Чей труп? Лорд Питер осматривает тело (страница 4)
– Пытался выяснить, с кем сэр Рубен встречался накануне, поскольку, если не считать кухарки, лицо, с которым он встречался, было последним, кто видел его до исчезновения. Могло ведь существовать какое-то очень простое объяснение, хотя будь я проклят, если хоть какое-нибудь приходит мне в голову в данный момент. Черт побери, обычно не бывает так, чтобы человек пришел домой, лег спать и ушел снова в чем мать родила посреди ночи.
– Может, он замаскировался?
– Я думал об этом. В сущности, это кажется единственным возможным объяснением. Но это чертовски странно, Уимзи. Серьезный человек из Сити, накануне важной сделки, не сказав никому ни слова, исчезает из дома посреди ночи, замаскировавшись до неузнаваемости, оставив часы, портмоне, чековую книжку и – самое загадочное и знаменательное из всего – очки, без которых он шагу ступить не может, потому что у него очень сильная близорукость. Он…

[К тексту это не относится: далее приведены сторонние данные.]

PR #32499, opened 2024-11-13
feat(logger): prefix log env settings with `RENOVATE_`

viceice:
## Changes
Prefix all logger relevant settings with `RENOVATE_`. Fallback to env vars without prefix.


docs/usage/examples/self-hosting.md
```diff
@@ -383,12 +383,12 @@ spec:
 
 ## Logging
 
-If you're ingesting/parsing logs into another system then we recommend you set `LOG_LEVEL=debug` and `LOG_FORMAT=json` in your environment variables.
+If you're ingesting/parsing logs into another system then we recommend you set `RENOVATE_LEVEL=debug` and `RENOVATE_LOG_FORMAT=json` in your environment variables.
```
rarkins, line 386:
```suggestion
If you're ingesting/parsing logs into another system then we recommend you set `RENOVATE_LOG_LEVEL=debug` and `RENOVATE_LOG_FORMAT=json` in your environment variables.
```

rarkins (changes requested):

lib/logger/index.ts
```diff
@@ -123,15 +128,16 @@ loggerLevels.forEach((loggerLevel) => {
 });
 
 // istanbul ignore if: not easily testable
```
viceice, line 130:
```suggestion
```

lib/logger/index.ts
```diff
@@ -123,15 +128,16 @@ loggerLevels.forEach((loggerLevel) => {
...
-if (is.string(process.env.LOG_FILE)) {
+const logFile = getEnv('LOG_FILE');
+if (is.string(logFile)) {
```
viceice, line 132:
```suggestion
// istanbul ignore if: not easily testable
if (is.string(logFile)) {
```

viceice:
I've left some dev settings as `LOG_LEVEL`, so containerbase can benefit from it too

.github/label-actions.yml
```diff
@@ -145,7 +145,7 @@
     A maintainer wants you to find and share a specific log message (`packageFiles with updates`) from your repository or environment.
 
 
-    If you self-host Renovate: make sure you run Renovate with `LOG_LEVEL=debug` to get the debug log messages! Next, open the debug-level logs and search for `packageFiles with updates`. This text marks the start of a structured log message that shows every package file, dependency, and update that Renovate found.
+    If you self-host Renovate: make sure you run Renovate with `RENOVATE_LOG_LEVEL=debug` to get the debug log messages! Next, open the debug-level logs and search for `packageFiles with updates`. This text marks the start of a structured log message that shows every package file, dependency, and update that Renovate found.
```
rarkins, line 148: Do we need to add a note that LOG_LEVEL may be needed for older versions? Or just hope there isn't too much confusion during the changeover?

rarkins: True, we can leave the old way, as it's still supported

viceice (commented):
@rarkins should we defer all docs changes to not confuse with older versions?

rarkins (approved):

PR #35322, opened 2025-04-11
fix: also increase commits per run counter in dry-run mode

felipecrs:
## Changes

This changes dry-run mode to also increase and therefore respect `prCommitsLimitPerRun` limit.

## Context

I use Renovate in dry-run to test changes to real projects, and noticed it wasn't respecting the `prCommitsLimitPerRun` limit.


viceice (commented):
I'm not sure if we want this

felipecrs:
It is completely fine if you say no. I don't have any strong opinion either.

rarkins:
Dry run mode is a global setting though, and by definition should never do any commits, so I'm not sure if this does any harm?

felipecrs:
You are right. This PR is a no-op.

I created this PR from a wrong assumption that this would cause Renovate to stop early when the limit is reached, but this is a wrong assumption from my part.

Sorry for the confusion.

PR #35335, opened 2025-04-11
feat: Support multi-version python-version files

### LINKED ISSUE #31850: Support `.python-version` with multiple versions for `pyenv` manager
### Discussed in https://github.com/renovatebot/renovate/discussions/31837

<sup>Originally posted by **mkniewallner** October  7, 2024</sup>
### Tell us more.

Renovate [implements `pyenv` manager](https://github.com/renovatebot/renovate/tree/main/lib/modules/manager/pyenv) to update Python version defined in a `.python-version` file. Per [`pyenv` documentation](https://github.com/pyenv/pyenv/blob/d201daeb3366cae98cca88654b4c52018175ded5/README.md?plain=1#L155-L164), it is also possible to set multiple Python versions in a single `.python-version` file, separated by newlines:
> You can also specify multiple versions in a `.python-version` file by hand,
separated by newlines. Lines starting with a `#` are ignored.

Would it make sense for Renovate to support that, by extracting all possible Python versions defined in the file? Currently, [the content of the file is trimmed](https://github.com/renovatebot/renovate/blob/03a85316b20c8eb21dad2e8a0d14cfe2b739e43d/lib/modules/manager/pyenv/extract.ts#L8), assuming that only one version can be specified.

If it makes sense, I'm willing to implement support for it.</div>

carstencodes:
## Changes

If a `.python-version` file contains multiple
lines, each line, that contains a valid version
string is returned.
A version is here an arbitrary string, that
does not start with a hash-symbol.
A line may contain comments starting with hashes.
In this case, the hash symbol and the trailing
characters will be ignored.
Empty lines will also be ignored.

The position of the version within the file must
now be taken into account.

If a version has major, minor or patch version
parts, the specific bump version property is
set.

## Context

This is especially useful, when environments like
tox shall test multiple python versions at once.

For more details refer to #31850.

Closes #31850

### DIFF
--- a/lib/modules/manager/pyenv/extract.spec.ts
+++ b/lib/modules/manager/pyenv/extract.spec.ts
@@ -10,6 +10,8 @@ describe('modules/manager/pyenv/extract', () => {
           commitMessageTopic: 'Python',
           currentValue: '3.7.1',
           datasource: 'docker',
+          fileReplacePosition: 0,
+          bumpVersion: 'patch',
         },
       ]);
     });
@@ -22,6 +24,8 @@ describe('modules/manager/pyenv/extract', () => {
           commitMessageTopic: 'Python',
           currentValue: '3.8',
           datasource: 'docker',
+          fileReplacePosition: 0,
+          bumpVersion: 'minor',
         },
       ]);
     });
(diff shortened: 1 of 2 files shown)


rarkins (changes requested):
`bumpVersion` is not correct to use here. Let's go back to #31850 to discuss requirements and implementation. In the meantime I will mark this as a draft PT

carstencodes:
Sure, no problem.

– Это действительно важно, – перебил его Уимзи. – Вы уверены, что он не прихватил запасную пару?
– Его камердинер уверяет, что у него есть всего две пары: одна – та, которую мы нашли на туалетном столике, другая – та, что лежит, как обычно, в выдвижном ящике.
Лорд Питер присвистнул.
– Сдаюсь, Паркер. Даже если бы он сбежал, чтобы совершить самоубийство, очки он должен был взять с собой.
– Разумеется – иначе первый же переход дороги мог бы закончиться для него самоубийством. Однако я не исключил и такой возможности, поэтому просмотрел все сводки сегодняшних происшествий и положа руку на сердце могу сказать, что ни в одном из них сэр Рубен не участвовал. Кроме того, он взял с собой ключ от парадного входа, что выглядит так, будто он собирался вернуться.

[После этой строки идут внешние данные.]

PR #35347, opened 2025-04-12
feat(preset): dont split params between quotes

elbandi:
## Changes

Don't split preset params inside quote.

The split regexp come from here: https://stackoverflow.com/questions/73121226/javascript-regex-split-a-string-by-commas-but-ignore-commas-within-double-quote
And the remove quote replace from here: https://stackoverflow.com/questions/26156292/trim-specific-character-from-a-string

## Context

we have preset args with comma:

    "defaultRegistryUrlTemplate": "https://www.somesite.com/query?code={{arg0}}"

We call this:  `mypreset("foo,bar")` so the defaultRegistryUrlTemplate will be: "https://www.somesite.com/query?code=foo,bar"

### DIFF
--- a/lib/config/presets/parse.ts
+++ b/lib/config/presets/parse.ts
@@ -45,7 +45,8 @@ export function parsePreset(input: string): ParsedPreset {
   if (str.includes('(')) {
     params = str
       .slice(str.indexOf('(') + 1, -1)
-      .split(',')
+      .split(/,\s*(?=(?:(?:[^"]*"){2})*[^"]*$)/)
+      .map((elem) => elem.replace(/^\"+|\"+$/g, ''))
       .map((elem) => elem.trim());
     str = str.slice(0, str.indexOf('('));
   }
--- a/lib/config/presets/parse.spec.ts
+++ b/lib/config/presets/parse.spec.ts
@@ -332,6 +332,18 @@ describe('config/presets/parse', () => {
       });
     });
 
+    it('returns scope with repo and params with quote and default', () => {
+      expect(
+        parsePreset('@somescope/somepackagename("param1, param2", param3)'),
+      ).toEqual({
+        repo: '@somescope/somepackagename',
+        params: ['param1, param2', 'param3'],
+        presetName: 'default',
+        presetPath: undefined,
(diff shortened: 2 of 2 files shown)


lib/config/presets/parse.ts
```diff
@@ -45,7 +45,8 @@ export function parsePreset(input: string): ParsedPreset {
   if (str.includes('(')) {
     params = str
       .slice(str.indexOf('(') + 1, -1)
-      .split(',')
+      .split(/,\s*(?=(?:(?:[^"]*"){2})*[^"]*$)/)
```
viceice, line 48: this can cause harm because of backtracking, so a no-go.

viceice (changes requested):

lib/config/presets/parse.ts
viceice: @zharinov Idea? Would like to avoid lookahead /loockbehind because of possible backtracking. This can cause harm because it's user input.

Elbandi:
Another idea: use a different character for no-split commas, split the params, and replace specila char to comma (and no need 
 quote):
preset(foo,bar§baz) -> `.split().map(v=> v.replace("§",","))` -> ["foo", "bar,baz"] and the special char was the '§'.

Second idea: escape the comma, but still need a special char to avoid regexp lookahead /loockbehind:
preset(foo,bar\\,baz) -> `replace("\\,", "§").split().map(v=> v.replace("§",","))` ->["foo", "bar,baz"]

Or use a better regexp! (my knowledge is less for that... )

RahulGautamSingh:
I think it would be simpler to do the extraction of quoted and non-quoted params one by one rather than using a single complex regex.

for eg.

```js
params = getParams(str);

fn  getParams(str){
let params = []
const newStr = str.slice(str.indexOf('(') + 1, -1)

const quotedMatches = [...input.matchAll(/"([^"]*)"/g)].map(m => m[0]);
params = params.concat(quotedMatches);

// logic to remove quoted matches from the newStr
...

const remainingParams = str.trim().split(",").map(m => m.trim())
params = params.concat(remainingParams);

return params;
}
```

PR #35349, opened 2025-04-13
fix(git): optimize `syncGit`

felipecrs:
## Changes

Optimizes the `syncGit` function:

1. Avoid contacting remote in at least 2 situations, but maybe even 3:
   1. By removing redundant `git pull` (`git fetch` && `git reset --hard origin/main` is enough)
   2. By combining `git remote prune origin` into the `git fetch` command through the `--prune` flag
   3. By avoiding an unnecessary `getDefaultBranch` call before the `git fetch` command
2. By avoiding an unnecessary `resetToLocal` call before the `git fetch` command

## Context

While working in #35320 (that PR is completely WIP by the way, non mergeable), I noticed that the `syncGit` function was doing some unnecessary work, then I thought it would be a good idea to optimize it.


lib/util/git/index.ts
```diff
@@ -250,8 +250,8 @@ export async function initRepo(args: StorageConfig): Promise<void> {
 async function resetToBranch(branchName: string): Promise<void> {
   logger.debug(`resetToBranch(${branchName})`);
   await git.raw(['reset', '--hard']);
-  await gitRetry(() => git.checkout(branchName));
-  await git.raw(['reset', '--hard', 'origin/' + branchName]);
+  await git.checkout(branchName);
```
viceice, line 253: wrong assumption. git contacts remote if blob isn't yet downloaded. we clone with filter `blob:none` for perf

viceice (changes requested):

lib/util/git/index.ts
felipecrs: I'd like to try reproducing that, but for now I'll just revert this piece, it doesn't make much difference anyway.

viceice: please update PR description accordingly

viceice (dismissed):

viceice:
changed to `fix` prefix to get a release. @rarkins maybe we should configure `perf` to do a patch release?

felipecrs:
BTW I do that in my projects. Example:

https://github.com/vscode-shellcheck/vscode-shellcheck/blob/49f499f82ae8a300587cd7874ca4e1697d7b7eaf/common.release.config.mjs#L10-L13

lib/util/git/index.ts
felipecrs: I had done this:

image

But I removed it now.

lib/util/git/index.ts
```diff
@@ -249,9 +249,9 @@ export async function initRepo(args: StorageConfig): Promise<void> {
 
 async function resetToBranch(branchName: string): Promise<void> {
   logger.debug(`resetToBranch(${branchName})`);
-  await git.raw(['reset', '--hard']);
+  await git.raw(['reset', '--hard', 'HEAD']);
```
rarkins, line 252: I believe this change is functionally identical to the original. I'm ok with changing it, but have you identified any reason for this change?

felipecrs: No, that's correct. It's identical. The reason why I added `HEAD` is to make it explicit and the purpose clearer.

I can revert if you want.

rarkins: I think let's revert if we think it's working as is

felipecrs, line 252:
```suggestion
  await git.raw(['reset', '--hard']);
```

lib/util/git/index.ts
```diff
@@ -251,7 +251,7 @@ async function resetToBranch(branchName: string): Promise<void> {
   logger.debug(`resetToBranch(${branchName})`);
   await git.raw(['reset', '--hard']);
   await gitRetry(() => git.checkout(branchName));
-  await git.raw(['reset', '--hard', 'origin/' + branchName]);
+  await git.raw(['reset', '--hard', `origin/${branchName}`]);
```
felipecrs, line 254:
```suggestion
  await git.raw(['reset', '--hard', `origin/${branchName}`]);
```

felipecrs:
```suggestion
  await git.raw(['reset', '--hard', 'origin/' + branchName]);
```

lib/util/git/index.ts
felipecrs: Done.

rarkins (approved):

PR #35350, opened 2025-04-13
feat(config): variables

### LINKED ISSUE #35219: Non-masked "variables" object to complement "secrets"

Create a new configuration option called "variables" which behaves the same way as `secrets` except that its values are _not_ masked in logs. It should be available in templates like this: `{{ variables.FOO }}`.

It is OK - but not recommended - for variables to have the same name as secrets.

RahulGautamSingh:
## Changes
- Implement  self-hosted config option variables
- Introduce a `util/interpolator.ts` to house the repeated logic between `secrets` and `variables`

## Context
- Closes: #35219 

- [x] Both unit tests + ran on a real repository https://github.com/Rahul-renovate-testing/secrets-variables/pulls


viceice (commented):
would be nice to have the refactor in separate PR, otherwise lgtm

rarkins (changes requested):
Create refactor PR first

viceice (commented):
failed checks

rarkins (commented):
What was the reason for keeping variables and secrets "apply" function separate?

viceice (dismissed):

RahulGautamSingh:
> What was the reason for keeping variables and secrets "apply" function separate?

No reason :)

rarkins:
Is there any place where applying secrets and applying variables _aren't_ done at the same time? If there's never any separation of them, these functions should be combined.

lib/config/secrets.ts
```diff
@@ -41,11 +64,55 @@ export function applySecretsToConfig(
...
+  variables = config.variables,
+  deleteVariables = true,
+): RenovateConfig {
+  return replaceInterpolatedValuesInObject(
+    config,
+    variables ?? {},
+    options.variables,
+    deleteVariables,
+  );
+}
```
viceice: do we still need this public? i think we can drop those wrapper now and only use the single function below?

lib/config/secrets.ts
```diff
@@ -9,27 +9,50 @@ import { addSecretForSanitizing } from '../util/sanitize';
...
 }
 
+function validateConfigSecrets(config: AllConfig): void {
+  validateNestedInterpolatedValues(config, 'secrets');
+}
+
+function validateConfigVariables(config: AllConfig): void {
+  validateNestedInterpolatedValues(config, 'variables');
+}
+
```
viceice: can't we just inline this? i don't see a benefit for this small wrappers

lib/config/secrets.ts
```diff
@@ -41,11 +64,55 @@ export function applySecretsToConfig(
...
+  variables = config.variables,
+  deleteVariables = true,
+): RenovateConfig {
+  return replaceInterpolatedValuesInObject(
+    config,
+    variables ?? {},
+    options.variables,
+    deleteVariables,
+  );
+}
```
viceice: i would also inline these functions for simpler code

RahulGautamSingh:
Needs some attention 🤒

lib/config/secrets.ts
```diff
@@ -9,43 +9,85 @@ import { addSecretForSanitizing } from '../util/sanitize';
 import type { AllConfig, RenovateConfig } from './types';
 
 const secretNamePattern = '[A-Za-z][A-Za-z0-9_]*';
-
 const secretNameRegex = regEx(`^${secretNamePattern}$`);
 const secretTemplateRegex = regEx(`{{ secrets\\.(${secretNamePattern}) }}`);
+const variableNamePattern = '[A-Za-z][A-Za-z0-9_]*';
+
+const variableNameRegex = regEx(`^${variableNamePattern}$`);
```
viceice: can't we use the secrets pattern because they're the same?

viceice (commented):
otherwise LGTM

viceice (approved):

rarkins (approved):

PR #35374, opened 2025-04-14
feat(yaml): Improve YAML parser on Jinja2 templates

MGSousa:
## Changes

- Added new tests that should fail at the moment, since the YAML Parser is not fixed, at first
image

- Removing the regex pattern will allow parsing this example file, without replacing almost the whole file, in the following situations:

```yaml
networks: 
  {{ custom_network }}: 
    external: true

services:
  service_xpto: 
    hostname: {{ custom_value }}
    image: "{{ image }}:{{ version }}"
    deploy:
      labels: 
        label: {{ custom_value }}
        {{ prefix }}image:{{ custom_value }}
        ...
```

## Context

The workaround is to use double quotes, which does not make sense since Jinja does not need quotes to parse a template correctly.

Added new tests to cover the observed issue.

Without the regex pattern, the `docker-compose` manager works, and all images are correctly discovered and updated without any issues.

 - https://github.com/renovatebot/renovate/discussions/32967

### DIFF
--- a/lib/util/yaml.spec.ts
+++ b/lib/util/yaml.spec.ts
@@ -207,12 +207,12 @@ describe('util/yaml', () => {
         {
           myObject: {
             aString: null,
-            anotherString: 'value'
+            anotherString: 'value',
           },
         },
         {
           foo: null,
-          bar: 'value:v2'
+          bar: 'value:v2',
         },
       ]);
     });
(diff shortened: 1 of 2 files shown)


MGSousa:
The first commit with two new tests were intended to fail as expected: https://github.com/renovatebot/renovate/actions/runs/14453217026/job/40533023397?pr=35374

viceice (approved):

– Вы опросили людей, с которыми он ужинал?
– Я нашел двоих из них в клубе. Они сказали, что он был в добром здравии и хорошем настроении, говорил о том, что собирается скоро присоединиться к леди Леви, вероятно на Рождество, и с большим удовлетворением упоминал об утренней деловой сделке, в которой один из этих двоих, по фамилии Андерсон, проживающий в отеле «Уиндхэм», тоже должен был участвовать.
– Значит, как минимум до девяти часов вечера он не имел никакого намерения исчезать и не ожидал ничего подобного.

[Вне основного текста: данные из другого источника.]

PR #35389, opened 2025-04-15
fix(manager/pixi): do not pick pixi version based on lockfile

trim21:
## Changes

stop pick pixi version based on pixi.lock version

## Context

pixi may add new feature to manifest and it still support loading old lock file version, so it's impossible to get a valid pixi version range based on lock file, we should stop pick pixi version based on lock file verison.


viceice (commented):
I don't like this. 

what's the current lock file version?

in other manager we use it to only limit older lockfile versions to use older tool versions to not silently update the lockfile.

why this behavior is wrong here?

trim21:
Yeah, I don't like it either.

There are currently two problems here:

1. We should not add the latest lock file version here, since `pixi` is still adding new features, this is resolvable by removing the latest version of lock file from mapping.
2. Pixi can still install projects using the old version, and at the same time, the project may contain new features in the manifest, this is not resolvable, because when we a old version of pixi, it can't generate lock file for it.

viceice (approved):

PR #35398, opened 2025-04-15
fix: constraints type in json schema

trim21:
## Changes

constraints in user config should be `Record<string, string>`, this avoid this error:

image

before:
```json
    "constraints": {
      "description": "Configuration object to define language or manager version constraints.",
      "type": "object",
      "default": {},
      "$ref": "#"
    },
```

after:
```json
    "constraints": {
      "description": "Configuration object to define language or manager version constraints.",
      "type": "object",
      "default": {},
      "additionalProperties": {
        "type": "string"
      }
    },
```

### DIFF
--- a/lib/config/options/index.ts
+++ b/lib/config/options/index.ts
@@ -2439,7 +2439,11 @@ const options: RenovateOptions[] = [
       'pep621',
       'pipenv',
       'poetry',
+      'pixi',
     ],
+    additionalProperties: {
+      type: 'string',
+    },
   },
   {
     name: 'hostRules',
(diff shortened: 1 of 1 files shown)


lib/config/options/index.ts
```diff
@@ -2439,7 +2439,12 @@ const options: RenovateOptions[] = [
       'pep621',
       'pipenv',
       'poetry',
+      'pixi',
```
viceice, line 2442: we should add all supported manager in a follow up PR

viceice (dismissed):

viceice (approved):

PR #35412, opened 2025-04-16
feat: captureGroups can be used in autoReplaceStringTemplate

oemel09:
## Changes

This change makes the values of the capture groups used in the `matchStrings` array available to later be used in the `autoReplaceStringTemplate` for regex managers.

This was not yet the case and there was already a discussion opened about this feature.

## Context

See discussion
 - https://github.com/renovatebot/renovate/discussions/30475


viceice (changes requested):
it's not enough and needs tests. it's also not agreed

oemel09:
I wasn't aware that it has to be agreed on before submitting a PR. Does it make sense to add tests for this or do you not want this to be implemented?

PR #35427, opened 2025-04-17
fix(repositoryCache): skip loading empty cache files

Gabriel-Ladzaretti:
## Changes
Skips loading empty repository cache files.

## Context
whenever a new repo is processed, its cache file is empty. this, in turn, causes Renovate to raise a warning in the dependency dashboard due to the cache file failing schema validation, which is expected for newly added scanned repos.

### DIFF
--- a/lib/util/cache/repository/impl/base.ts
+++ b/lib/util/cache/repository/impl/base.ts
@@ -58,6 +58,11 @@ export abstract class RepoCacheBase implements RepoCache {
         return;
       }
 
+      if (!is.nonEmptyString(oldCache)) {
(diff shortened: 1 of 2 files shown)


rarkins (approved):

lib/util/cache/repository/impl/base.ts
```diff
@@ -58,6 +58,11 @@ export abstract class RepoCacheBase implements RepoCache {
         return;
       }
 
+      if (!is.nonEmptyString(oldCache)) {
```
viceice, line 61: combine with previous condition

PR #35479, opened 2025-04-22
feat(cache/repository): implement Redis client

querti:
- implement redis client for repo caching
- add new cleanup method for repo cache interface
- call cleanup method in finalize repository
- implement cleanup for Redis which disconnects the client - otherwise renovate keeps hanging indefinitely at the end
- set cache TTL using Redis EX parameter

## Changes

Add Redis support to repository cache in addition to the existing S3 support. Add a cleanup stage for repository cache in case some backend (like Redis) needs to perform some operations upon closing.

## Context

Adding a new backend will give users more options for caching, and more importantly, will allow the users to use the same database for package and repo cache. An attempt was made to implement this in the past, but was never finished due to refactoring that happened at the same time https://github.com/renovatebot/renovate/pull/16735 https://github.com/renovatebot/renovate/discussions/16497


lib/util/cache/repository/impl/redis.spec.ts
```diff
@@ -0,0 +1,148 @@
...
+
+  beforeEach(() => {
+    GlobalConfig.set({ cacheDir: '/tmp/cache', platform: 'github' });
+    vi.mocked(normalizeRedisUrl).mockImplementation((url) => url);
+    redisCache = new RepoCacheRedis(repository, fingerprint, url);
+  });
+
+  afterEach(() => {
+    vi.clearAllMocks();
+  });
```
viceice, line 30: I think this is already enabled globally, so no need to call it

lib/util/cache/repository/impl/redis.spec.ts
```diff
@@ -0,0 +1,148 @@
...
+
+  describe('read()', () => {
+    it('successfully reads from redis', async () => {
+      const mockClient = {
+        get: vi.fn().mockResolvedValue(JSON.stringify(repoCache)),
+        connect: vi.fn(),
+      };
+      vi.mocked(createClient).mockReturnValue(mockClient as any);
```
viceice, line 38: no any , use partial helper

lib/util/cache/repository/impl/redis.ts
```diff
@@ -0,0 +1,95 @@
...
+    this.redisClient = null;
+  }
+
+  async read(): Promise<string | null> {
+    this.redisClient ??= await this.getRedisClient();
+    const cacheKey = this.getCacheKey();
+    try {
+      return (await this.redisClient?.get(cacheKey)) ?? null;
+    } catch {
+      logger.debug({ cacheKey }, 'Repository cache not found');
```
viceice, line 34: trace log error, otherwise debugging issues from logs are not possible

viceice (changes requested):

PR #35480, opened 2025-04-22
feat: Implement hashicorp/go-version completely

ademmers:
## Changes

This change will support exclusion patterns in Hashicorp versioning.

## Context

– Никакого – если только он не гениальный актер. Что бы ни заставило его передумать, это должно было случиться либо на загадочной встрече, которая была у него запланирована после ужина, либо пока он спал, между полуночью и пятью тридцатью утра.
– Ну, Бантер, а вы что об этом думаете? – спросил лорд Питер.
– Это не по моей части, милорд. Могу лишь отметить ту странность, что джентльмен, который был слишком возбужден или нездоров, чтобы, как обычно, сложить одежду, не забыл почистить зубы и выставить за дверь обувь. Это две вещи, о которых очень часто забывают и в обычных обстоятельствах, милорд.
– Если это камешек в мой огород, Бантер, – сказал лорд Питер, – то могу лишь назвать это недостойным выпадом. Это наши маленькие домашние проблемы, Паркер. Послушайте, не сочтите, что я бесцеремонно вмешиваюсь в ваше дело, но мне очень хотелось бы завтра повидать его спальню. «Не то чтоб я тебе не верил, но посмотреть хотел бы сам. Налей-ка бренди, раскури «Вилар»[12] и не скупись, открой свой ларь», – пропел он шутливо.
– Разумеется, вы можете прийти и осмотреть ее – вероятно, вы заметите кучу деталей, которые я прозевал, – невозмутимо ответил Паркер, с удовольствием откликаясь на предложение.
– Паркер, дорогой, вы – гордость Скотланд-Ярда. Когда я смотрю на вас, Сагг представляется мне мифом, сказкой, мальчиком-идиотом, порождением изощренного поэтического воображения в полнолуние. Кстати, что он говорит насчет тела?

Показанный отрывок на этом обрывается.